Locate every line in the records below that contains the word "adds", and copy each one.
##############################
PR #2294, opened 2024-03-02
add updateDraftContractRates mutation

macrael:
## Summary

This adds a mutation for updating and linking and creating rates to a draftContract. 

There's still some edge cases I think aren't checked yet, like trying to updated a linked rate that has a different parent. I'll work on those refinements when I get back. 

The big missing piece is ordering the draft rates. That will require more work and must come later.

#### Related issues

https://jiraent.cms.gov/browse/MCR-3941

#### Test cases covered

Added a bunch of tests covering the adds and removes.


services/app-api/src/resolvers/contract/updateDraftContractRates.test.ts
```diff
@@ -0,0 +1,686 @@
...
+        expect(nonexistantRateResult.errors).toBeDefined()
+        if (!nonexistantRateResult.errors) {
+            throw new Error('define errors')
+        }
+        expect(nonexistantRateResult.errors[0].extensions?.code).toBe(
+            'NOT_FOUND'
+        )
+    })
+
+    it.todo('doesnt allow updating a non-child')
```
haworku, line 684: Where are we testing the error path for trying to link or delink rates that do not exist or are not yet submitted?  That feels like a possible error if the frontend was reading rate IDs (for example passing revision id) or handling API data incorrectly

services/app-api/src/resolvers/contract/updateDraftContractRates.test.ts
```diff
@@ -0,0 +1,686 @@
...
+            result.data.updateDraftContractRates.contract.draftRates
+
+        const draftFormData = draftRates[0].draftRevision.formData
+
+        expect(draftFormData.rateType).toBe('AMENDMENT')
+        expect(draftFormData.rateDocuments).toHaveLength(1)
+        expect(draftFormData.rateDocuments[0].name).toBe('updatedratedoc1.doc')
+    })
+
+    it('doesnt allow updating a non-linked rate', async () => {
```
haworku, line 404:
```suggestion
    it('doesnt allow updating a non-child rate', async () => {
```
I think that is what we are testing here... right?

services/app-api/src/resolvers/contract/updateDraftContractRates.test.ts
haworku, line 1: Where are we testing trying to link or unlink a rate that does not exist (e.g. bad rate ID passed in)? Want to check that the error is clear for that case

services/app-api/src/postgres/contractAndRates/updateDraftContractRates.ts
```diff
@@ -0,0 +1,259 @@
...
+                stateCode: contract.stateCode,
+                stateNumber: thisRateNumber,
+                revisions: {
+                    create: prismaRateCreateFormDataFromDomain(rateFormDataem),
+                },
+            }
+        })
+
+        // to delete draft rates, we need to delete their revisions first
+        await client.rateRevisionTable.deleteMany({
```
mojotalantikite, line 198: Do we want to wrap this `deleteMany` and the `update` in a transaction? If an `update` on the contract revision fails we probably want to roll back the draft rate deletions?

mojotalantikite (approved):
##############################
Result of this task ::
This adds a mutation for updating and linking and creating rates to a draftContract. 
Added a bunch of tests covering the adds and removes.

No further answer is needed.